Nvidia’s GeForce RTX 30 Series offered a significant jump in performance compared to the RTX 20 Series, and rumours suggest we could be seeing a similar jump from the next-gen RTX 40 Series currently in development behind closed doors at Nvidia HQ.

Though we’re still a while away from a rumoured release, leaks point towards a 5nm process node running Nvidia’s Ada Lovelace GPU architecture that could offer a 2x jump in performance. Here’s all there is to know about the Nvidia GeForce RTX 40 Series right now.  

When will the Nvidia RTX 40 Series be released?

Nvidia’s next-gen RTX 40 series of graphics card aren’t due for release in 2021 – but given the two-year gap between the RTX 20 series and RTX 30 series, that shouldn’t come as much of a surprise.

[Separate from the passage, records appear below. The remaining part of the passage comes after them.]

PR #9454, opened 2023-08-03
[dag] rename reliable_broadcast.rs to rb_handler.rs

ibalajiarun:
### Description

Since reliable broadcast sender is moved to its own crate, we now only handle the receiver side of the broadcast in DAG. Hence, renaming the module appropriately

### Test Plan

Existing tests

PR #9453, opened 2023-08-03
[dag] Integrate Dag Fetcher with Dag Driver

ibalajiarun:
### Description

This PR integrates the dag fetching logic with the dag driver.

PR #9455, opened 2023-08-03
[dag] bootstrap logic

ibalajiarun:


ibalajiarun:
* main
        * **PR #9455** <a href="https://app.graphite.dev/github/pr/aptos-labs/aptos-core/9455" target="_blank">Graphite</a>  👈

This comment was auto-generated by [Graphite](https://app.graphite.dev/github/pr/aptos-labs/aptos-core/9455?utm_source=stack-comment).

consensus/src/dag/bootstrap.rs
```diff
@@ -0,0 +1,117 @@
...
+    let anchor_election = Box::new(RoundRobinAnchorElection::new(validators));
+    let order_rule = OrderRule::new(
+        epoch_state.clone(),
+        latest_ledger_info,
+        dag.clone(),
+        anchor_election,
+        ordered_nodes_tx,
+    );
+
+    let (dag_fetcher, fetch_requester) = DagFetcher::new(
```
sasha8, line 73: I think dag_fetcher should also get order_rule, so it can call it every time a certificate is added to the dag (see my comments on the first PR).

Or actually, maybe it should be only part of Dag and called from add_node therein.

ibalajiarun: I like the idea actually, but given how Zekun implemented oneshot receiver, I felt like that should be handled by the handler task and not the fetcher, because order rule can be a heavy operation imo.

consensus/src/dag/bootstrap.rs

According to Twitter leaker @Greymon55, the graphics cards will launch "no earlier than end of 2022" which aligns with previous Nvidia graphics card releases, which tend to appear towards the end of the year, although the leaker has also suggested that this could potentially slip into Q1 2023, which runs from January – March 2021.

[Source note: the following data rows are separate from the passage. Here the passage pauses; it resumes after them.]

PR #9461, opened 2023-08-03
[Spec] Ensures of transaction_validation

UIZorrot:
### Description

We have finished the remained post-condition in transaction_validation.move.
As far as we know, high-level properties 1,2,3 is remained unsolved, which the document requires a manual audit

### Test Plan

aptos move prove -f transcation_validation


rahxephon89 (approved):

junkil-park (approved):
LGTM

PR #9462, opened 2023-08-03
[Spec] Ensures for voting

UIZorrot:
### Description

We have finished the remained post-condition in voting.move.
As far as we know, high-level properties is all complete

### Test Plan

aptos move prove -f voting


rahxephon89 (changes requested):
@UIZorrot I think `resolve_proposal_v2` will cause inconsistency issue. Could you use the flag  `--unconditional-abort-as-inconsistency` and `--check-inconsistency` to check whether there is an issue?

UIZorrot:
The inconsistency is coming from event.move, the latest updated fix the problem

rahxephon89 (changes requested):

aptos-move/framework/aptos-framework/sources/voting.spec.move
```diff
@@ -57,15 +55,11 @@ spec aptos_framework::voting {
         is_multi_step_proposal: bool,
     ): u64 {
         use aptos_framework::chain_status;
-        pragma verify_duration_estimate = 120; // TODO: set because of timeout (property proved)
 
         requires chain_status::is_operating();
         include CreateProposalAbortsIf<ProposalType>;
+        // property 1: Verify the proposal_id of the newly created proposal.
         ensures result == old(global<VotingForum<ProposalType>>(voting_forum_address)).next_proposal_id;
-        ensures global<VotingForum<ProposalType>>(voting_forum_address).next_proposal_id
```
junkil-park, line 65: Why are these removed?

rahxephon89: They are moved to the schema below

rahxephon89 (changes requested):

aptos-move/framework/aptos-framework/sources/voting.spec.move
```diff
@@ -176,25 +211,70 @@ spec aptos_framework::voting {
...
+
+        let multi_step_key = std::string::spec_utf8(IS_MULTI_STEP_PROPOSAL_KEY);
+        aborts_if simple_map::spec_contains_key(proposal.metadata, multi_step_key) &&
+            !from_bcs::deserializable<bool>(simple_map::spec_get(proposal.metadata, multi_step_key));
+        let is_multi_step = simple_map::spec_contains_key(proposal.metadata, multi_step_key) &&
+            from_bcs::deserialize(simple_map::spec_get(proposal.metadata, multi_step_key));
+        aborts_if !is_multi_step && len(next_execution_hash) != 0;
+
+        aborts_if len(next_execution_hash) == 0 && !exists<timestamp::CurrentTimeMicroseconds>(@aptos_framework);
+        aborts_if len(next_execution_hash) == 0 && is_multi_step && simple_map::spec_contains_key(proposal.metadata, multi_step_in_execution_key);
```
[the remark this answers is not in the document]
UIZorrot: oh yes, i think you are right

rahxephon89 (approved):

junkil-park (approved):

The latter makes a lot of sense, especially with Nvidia confirming a 2023 release of its Grace server chip based on the same rumoured 5nm process as the RTX 40 Series.

That’s not to say we won’t be getting new Nvidia graphics cards between now and the end of 2022 though; just like with previous generations of GPU, Nvidia is expected to release new models of 30 Series GPU through 2022 to tide hungry gamers over until the next-gen release.

Plus, a Q1 2023 release could be a good thing, hopefully giving Nvidia (and everybody else) enough time to get over the current component shortage causing manufacturing chaos throughout the tech industry.

How much will the Nvidia RTX 40 Series cost?

We’re still some time away from the release of the Nvidia RTX 40 Series, so it’s hard to say how much the next-gen range might cost right now – although we can look at the current RTX 30 Series as a guide.

As a reminder, here’s what the current RTX 30 Series line-up looks like:

Starting at just £299/$329, Nvidia’s RTX 3060 comes in cheaper than competing GPUs from AMD’s Radeon RX 6000 Series, and it’s hoped that Nvidia will keep that trend going with the next-gen 40 Series – after all, there were significant jumps in performance in the 30 Series compared to its predecessor and it was still competitively priced.

The issue, as most of you reading this article will be painfully aware of, is the lack of stock, driving GPU prices through the roof with resellers marking up prices to never seen before levels – it’s not uncommon to see an RTX 3070, a £469/$499 card, go for double that amount. The worst part? People are actually paying those prices.

Nvidia could see that gamers are willing to pay much more than the MSRP for its graphics cards, which could incentivise the company to increase the price across the range for the RTX 40 Series – something rumoured to be happening with the competing AMD Radeon RX 7000 Series.

Let’s hope that doesn’t happen though; I think we all need a break from pricey GPUs after the current shortage ends.

What to expect from the Nvidia RTX 40 Series

5nm Ada Lovelace architecture

Twitter leaker @Greymon55 suggests that Nvidia’s GeForce RTX 40 Series will be based on the Ada Lovelace GPU architecture – a figure associated with the creation are what are considered to be the first computer programs back in the 1800s for those unaware.

It’s also suggested that the new range will be based on TSMC’s 5nm process node, down from 8nm on the current range. What isn’t known right now is whether it’s based on the standard N5 or N5P node.

Performance improvements

Despite the huge gains in performance the RTX 30 Series offered over the 20 Series, the RTX 40 Series is expected to offer a similar boost in performance when compared to the current top-end RTX 3090 – a graphics card with an MSRP of £1399/$1499.

The rumour comes from Twitter leaker @TtLexington, who suggests that the Nvidia RTX 40 Series could offer the same general performance jump over the RTX 30 Series, offering a rough 2x jump in overall performance, courtesy of the Ada Lovelace GPU architecture and 5nm chipset at the heart of the range.

That backs up an earlier rumour that suggests the Lovelace AD102 GPU computes at an impressive 66.4 TFLOPs, compared to the 38.7 TFLOPs of compute power on offer from the current Ampere GA102 chip. It also suggests a boosted 144 streaming multiprocessors and a maximum 18,432 CUDA cores – almost double that of the RTX 3090.

It’s also rumoured that the new RTX 40 Series could feature clock speeds between 2.2 and 2.5GHz (boosted), offering a decent jump from the current 1.7-1.9GHz clock speeds on offer from the current Ampere architecture. It’s still not enough to beat the 2.5GHz on offer from AMD’s competing RDNA 2 architecture available right now, however, let alone what AMD could be cooking up with its upcoming RDNA 3-based range.